The member of the conservative criminal justice reform group was also a bit concerned about the failed qualified immunity appeal, pointing to the 11 similar rejected appeals from last year’s session.
“No new case law is made because so many cases are swept up by other qualified immunity claims,” he lamented, before hoping the Supreme Court will take up a similar case in the future.
The denial of the sentencing enhancement case was similarly unsurprising to Safavian, but he noted the justices heard another Armed Career Criminal Act appeal, Wooden v. U.S., on Monday. In that dispute, James Wooden was convicted in 1997 of 10 counts of burglary after breaking into 10 storage units in a single criminal act. Eighteen years later, after police found him in possession of a firearm, he’s facing an enhanced sentence despite the earlier offenses being linked to that single incident.
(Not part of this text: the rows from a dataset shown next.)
PR #1314, opened 2021-07-13
First commit of rabbitmq connector

wabrit:
This commit encompasses a new smallrye reactive connector that supports access to RabbitMQ via the AMQP 0-9-1 protocol.

The connector includes support for:

- Sending and receiving messages from a RabbitMQ broker
- Optional declaration Exchanges, Queues, Bindings as well as DLQ/DLX via configuration
- Health reporting on both incoming and outgoing channels

### DIFF
--- a/smallrye-reactive-messaging-rabbitmq/pom.xml
+++ b/smallrye-reactive-messaging-rabbitmq/pom.xml
@@ -1,0 +1,139 @@
+<?xml version="1.0" encoding="UTF-8"?>
+<project xmlns="http://maven.apache.org/POM/4.0.0" xmlns:xsi="http://www.w3.org/2001/XMLSchema-instance"
+         xsi:schemaLocation="http://maven.apache.org/POM/4.0.0 http://maven.apache.org/xsd/maven-4.0.0.xsd">
+  <modelVersion>4.0.0</modelVersion>
+
+  <parent>
+    <groupId>io.smallrye.reactive</groupId>
+    <artifactId>smallrye-reactive-messaging</artifactId>
+    <version>3.6.0</version>
+  </parent>
+
+  <artifactId>smallrye-reactive-messaging-rabbitmq</artifactId>
+
+  <name>SmallRye Reactive Messaging : Connector :: RabbitMQ</name>
+
+
+  <dependencies>
+    <dependency>
+      <groupId>io.smallrye.reactive</groupId>
+      <artifactId>smallrye-reactive-messaging-provider</artifactId>
+      <version>${project.parent.version}</version>
+    </dependency>
+    <dependency>
+      <groupId>io.smallrye.reactive</groupId>
+      <artifactId>smallrye-mutiny-vertx-rabbitmq-client</artifactId>
+      <version>${smallrye-vertx-mutiny-clients.version}</version>
+    </dependency>
+    <dependency>
+      <groupId>io.vertx</groupId>
+      <artifactId>vertx-rabbitmq-client</artifactId>
+    </dependency>
+    <dependency>
+      <groupId>io.smallrye.config</groupId>
+      <artifactId>smallrye-config</artifactId>
+      <scope>test</scope>
+    </dependency>
+    <dependency>
+      <groupId>io.smallrye.reactive</groupId>
+      <artifactId>test-common</artifactId>
+      <version>${project.parent.version}</version>
+      <scope>test</scope>
+    </dependency>
+
+    <dependency>
+      <groupId>io.smallrye.reactive</groupId>
+      <artifactId>smallrye-connector-attribute-processor</artifactId>
+      <version>${project.parent.version}</version>
+      <scope>provided</scope>
+    </dependency>
+
+    <dependency>
+      <groupId>io.opentelemetry</groupId>
+      <artifactId>opentelemetry-api</artifactId>
+    </dependency>
+    <dependency>
+      <groupId>io.opentelemetry</groupId>
+      <artifactId>opentelemetry-semconv</artifactId>
+    </dependency>
+
+    <dependency>
+      <groupId>org.testcontainers</groupId>
+      <artifactId>testcontainers</artifactId>
+      <scope>test</scope>
+    </dependency>
+    <dependency>
+      <groupId>org.slf4j</groupId>
+      <artifactId>slf4j-simple</artifactId>
+      <scope>test</scope>
+    </dependency>
+  </dependencies>
+
+  <build>
+    <plugins>
+      <plugin>
+        <groupId>org.apache.maven.plugins</groupId>
+        <artifactId>maven-compiler-plugin</artifactId>
+        <configuration>
+          <generatedSourcesDirectory>${project.build.directory}/generated-sources/</generatedSourcesDirectory>
+          <annotationProcessors>
+            <annotationProcessor>
+              io.smallrye.reactive.messaging.connector.ConnectorAttributeProcessor
+            </annotationProcessor>
+            <annotationProcessor>
+              org.jboss.logging.processor.apt.LoggingToolsProcessor
+            </annotationProcessor>
+          </annotationProcessors>
+        </configuration>
+      </plugin>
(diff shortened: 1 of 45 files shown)


smallrye-reactive-messaging-rabbitmq/pom.xml
```diff
@@ -0,0 +1,139 @@
...
+  <artifactId>smallrye-reactive-messaging-rabbitmq</artifactId>
+
+  <name>SmallRye Reactive Messaging : Connector :: RabbitMQ</name>
+
+
+  <dependencies>
+    <dependency>
+      <groupId>io.smallrye.reactive</groupId>
+      <artifactId>smallrye-reactive-messaging-provider</artifactId>
+      <version>${project.parent.version}</version>
```
cescoffier, line 21: project.version is enough

smallrye-reactive-messaging-rabbitmq/src/main/java/io/smallrye/reactive/messaging/rabbitmq/IncomingRabbitMQMetadata.java
```diff
@@ -0,0 +1,199 @@
...
+     * 
+     * @param header the name of the header
+     * @param type the required type
+     * @param <T> the type
+     * @return the cast header value, which may be null if the header is not present
+     * @throws IllegalArgumentException if the header value could not be cast as required
+     */
+    @SuppressWarnings("unused")
+    @Nullable
+    public <T> T getHeader(final String header, final Class<T> type) {
```
cescoffier, line 70: The other methods use optional. Should we use optional here too?

smallrye-reactive-messaging-rabbitmq/src/main/java/io/smallrye/reactive/messaging/rabbitmq/OutgoingRabbitMQMetadata.java
```diff
@@ -0,0 +1,228 @@
...
+         * @param value the header value
+         * @return this {@link Builder}
+         */
+        @Fluent
+        public Builder withHeader(final String header, final Object value) {
+            headers.put(header, value);
+            return this;
+        }
+
+        @Fluent
```
cescoffier, line 123: No need for this annotation. It's something used in the Vert.x code generation.

smallrye-reactive-messaging-rabbitmq/src/main/java/io/smallrye/reactive/messaging/rabbitmq/RabbitMQMessageSender.java
```diff
@@ -0,0 +1,272 @@
...
+     * Whatever has been requested can be sent by the {@link Publisher} so only signal demand for what can be safely handled.
+     * <p>
+     * A {@link Publisher} can send less than is requested if the stream ends but
+     * then must emit either {@link Subscriber#onError(Throwable)} or {@link Subscriber#onComplete()}.
+     *
+     * @param l the strictly positive number of elements to requests to the upstream {@link Publisher}
+     */
+    @Override
+    public void request(long l) {
+        if (l != Long.MAX_VALUE) {
```
cescoffier, line 216: This is not correct.
You need to keep track of the number of requests, add l and if the sum is greater that Long.MAX cap it to Long.MAX. 
Long.MAX means "unlimited" so, you won't need to decrease or keep track of the requests anymore.

request the new value if it was not Long.MAX before.

Note that we may need a way for `inflight` to indicate no-backpressure (even if not recommended)

smallrye-reactive-messaging-rabbitmq/src/main/java/io/smallrye/reactive/messaging/rabbitmq/ack/RabbitMQAckHandler.java
```diff
@@ -0,0 +1,35 @@
...
+import io.vertx.mutiny.core.Context;
+
+/**
+ * Implemented to provide message acknowledgement strategies.
+ */
+public interface RabbitMQAckHandler {
+
+    enum Strategy {
+        /**
+         * Do no explicitly ack as it will be handled by RabbitMQ itself.
```
cescoffier, line 15: For my own curiosity, when is it nacked? On reception? If so that may introduce message loss.

smallrye-reactive-messaging-rabbitmq/src/main/java/io/smallrye/reactive/messaging/rabbitmq/RabbitMQMessageSender.java
cescoffier: Ok, I got it now.
So this method is expected to be called only `once`.

smallrye-reactive-messaging-rabbitmq/src/main/java/io/smallrye/reactive/messaging/rabbitmq/RabbitMQMessageSender.java
```diff
@@ -0,0 +1,272 @@
...
+                    } catch (Exception e) {
+                        // Message can't be sent - nacking and skipping.
+                        message.nack(e);
+                        RabbitMQLogging.log.serializationFailure(configuration.getChannel(), e);
+                        return Uni.createFrom().nullItem();
+                    }
+                })
+                .subscribe().with(
+                        tuple -> {
+                            if (tuple != null) { // Serialization issue
```
cescoffier, line 155: Why this comment?

cescoffier (changes requested):
Awesome! 

Just a few cosmetic things.
The next step would be to write some documentation (in the docs module).

wabrit:
> Awesome!
> 
> Just a few cosmetic things.
> The next step would be to write some documentation (in the docs module).

Shall I include that as part of this PR?

cescoffier:
Would be great if you can.

smallrye-reactive-messaging-rabbitmq/src/main/java/io/smallrye/reactive/messaging/rabbitmq/ack/RabbitMQAckHandler.java
wabrit: Yes in auto-ack mode the RabbitMQ broker regards successful delivery as an implied ACK; it provides faster throughput of messages but only in situations where the consumer is prepared to accept that some messages may be lost (e.g. you might use it for blog comments but not for bank transfers).

smallrye-reactive-messaging-rabbitmq/src/main/java/io/smallrye/reactive/messaging/rabbitmq/RabbitMQMessageSender.java
wabrit: It's "inherited" from the identical code in the `AmqpCreditBasedSender.java` file from the AMQP connector; I don't know what the issue is, but I thought it prudent to include it just in case.

smallrye-reactive-messaging-rabbitmq/src/main/java/io/smallrye/reactive/messaging/rabbitmq/ack/RabbitMQAckHandler.java
cescoffier: That's a great example! 

This needs to be documented. Kafka has the same "issue" if you do anything async.

smallrye-reactive-messaging-rabbitmq/src/main/java/io/smallrye/reactive/messaging/rabbitmq/RabbitMQMessageSender.java
cescoffier: I believe it's a left-over, you can remove it.

cescoffier (approved):

cescoffier:
And.... MERGED! Thank you so much for this work!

Safavian said he had little love for the ACCA as Congress wrote it and argued its frequent appearance in appeals at the Supreme Court and lower courts speaks to bigger issues with the law.
“Congress tried to be clever, creating a repeat offender statute that leverages state law, but state law isn’t precise enough for the enhancement,” he said, noting what's considered a violent crime varies from state to state.
The opening day of the Supreme Court's new term was a busy one, with the justices hearing arguments in two cases after releasing the orders Monday morning.